- Date posted
- 2y
An incident with ROCD+Relapse
Tw: Wrote in detail and a little Obssessions specific, if you take over other's obsessions then please be careful Hey everyone, hope y'all are doing alright. So I have had relationship OCD for quite a while and in fact one of my first OCD subtypes. And I've a boyfriend who I've been with for some time now and I really love him but, the Obssessions and concerns that I might not actually love him are returning (they were with my last boyfriend almsot two years ago, and it was a bad experience) however Currently with him I'm happy, but yesterday this Obssession got highly triggered, I'll say it in a little detail. So it was a voting time for my boyfriend at our college ( nothing important) and it's been going on for some time probably some weeks and, since we were both busy we hardly got to meet each other in the last few weeks because we lived a little far too.
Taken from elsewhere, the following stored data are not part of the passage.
PR #1371, opened 2022-02-25
Added feature openhab-iconset-classic to ui runtime

cweitkamp:
- Added feature openhab-iconset-classic to ui runtime

When beside Main UI no other UI bundle is installed the icons are not displayed.

Closes https://github.com/openhab/openhab-core/issues/2730

Signed-off-by: Christoph Weitkamp <github@christophweitkamp.de>

### DIFF
--- a/features/distro/src/main/feature/feature.xml
+++ b/features/distro/src/main/feature/feature.xml
@@ -3,9 +3,10 @@
 
     <feature name="openhab-runtime-ui" description="openHAB UI" version="${project.version}">
         <feature>openhab-runtime-base</feature>
-        <feature>openhab-iconset-classic</feature>
         <feature>openhab-core-ui</feature>
+        <feature>openhab-core-ui-icon</feature>
         <bundle>mvn:org.openhab.ui.bundles/org.openhab.ui/${project.version}</bundle>
+        <bundle>mvn:org.openhab.ui.bundles/org.openhab.ui.iconset.classic/${project.version}</bundle>
     </feature>
 
     <feature name="openhab-package-standard" description="openHAB Standard Package" version="${project.version}">
--- a/features/distro/src/main/feature/feature.xml
+++ b/features/distro/src/main/feature/feature.xml
@@ -3,6 +3,7 @@
 
     <feature name="openhab-runtime-ui" description="openHAB UI" version="${project.version}">
         <feature>openhab-runtime-base</feature>
+        <feature>openhab-iconset-classic</feature>
         <feature>openhab-core-ui</feature>
         <bundle>mvn:org.openhab.ui.bundles/org.openhab.ui/${project.version}</bundle>
     </feature>


martinvw (approved):

wborn (changes requested):
Looks like it cannot find this feature:

`[ERROR] Message: Unable to resolve root: missing requirement [root] osgi.identity; osgi.identity=openhab-runtime-ui; type=karaf.feature; version=3.3.0.SNAPSHOT; filter:="(&(osgi.identity=openhab-runtime-ui)(type=karaf.feature)(version>=3.3.0.SNAPSHOT))" [caused by: Unable to resolve openhab-runtime-ui/3.3.0.SNAPSHOT: missing requirement [openhab-runtime-ui/3.3.0.SNAPSHOT] osgi.identity; osgi.identity=openhab-iconset-classic; type=karaf.feature]`

cweitkamp:
The feature `openhab-iconset-classic` is defined in the [webui repository](https://github.com/openhab/openhab-webui/blob/8b91b2336edddb5403a40816461dce5f18a1d49c/features/src/main/feature/feature.xml#L80). Every UI related feature is defined over there except for the new Main UI. Shouldn't we add the feature for Main UI over there too and remove it here?

kaikreuzer:
Afair, this had a specific reason - the MainUI is considered a mandatory part of the "standard" distro and not an add-on. If it's feature would reside in web-ui, it would not be part of the distro zip.

wborn:
Maybe it is better to move the `openhab-iconset-classic` feature to the distro feature file too then as it is also mandatory.

cweitkamp:
I guess that won't work as UI features depend on it too. Maybe we should move it to OHC?

cweitkamp:
Instead of having it as a dependency for `openhab-ui-runtime` we can add `openhab-iconset-classic` to the list of `bootFeatures` in the [distribution pom](https://github.com/openhab/openhab-distro/blob/85b277c73dc917022cd693f6c835f7586cd89c8f/distributions/openhab/pom.xml#L135).

kaikreuzer:
The bootFeatures do not feel as the right place, as we rather have "higher level" features listed in there.

What about handling it similar to the Main UI and include the [bundle directly](https://github.com/openhab/openhab-distro/pull/1371/files#diff-2598a1c3937934ca54a9e27154fb3294b2c16a642f01a7f35d8f2b90048280f0R8) instead of referencing the feature?

cweitkamp:
Okay. I think we can do that. In the same step we have to remove it from [openhab-webui feature file](https://github.com/openhab/openhab-webui/blob/f2f76419131eaf46b0c60df63fd0ba285fa60ea9/features/src/main/feature/feature.xml#L80-l83) and referencing bundles over there.

cweitkamp:
What do you think about https://github.com/openhab/openhab-distro/pull/1371/commits/66687acb8f7042517742185472e1f0ee2244bd37?

kaikreuzer (approved):
Lgtm. Will you also create a PR on webui to remove the iconset feature from there?

wborn (approved):
Thanks!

So, I voted for him only half of the days ( the voting was supposed to happen everyday, online) and I forgot most of the days...but I really was just too much engaged with myself, I've felt so much happier after so much, I was able to enjoy the slightest things...and spend my time on studies and doing things I love and There were some inner strees going in my life too...which I don't want to pressurize him about, when he's already so much stressed with studies. But now that It finally came to me that the voting is over and I didn't paid attention to it when it was going on, I feel terrible because of it. And I keep thinking whether I really love him or not, or maybe I'm just using him just because he makes me happy...he really does but what's the point if I don't even care about him and support him? As much as I don't want to believe it, I don't know what to do! At this point it doesn't even matter to be that my rocd Relapsed but instead I really am just stuck on those thoughts...like what if it really is real?Any help would be appreciated.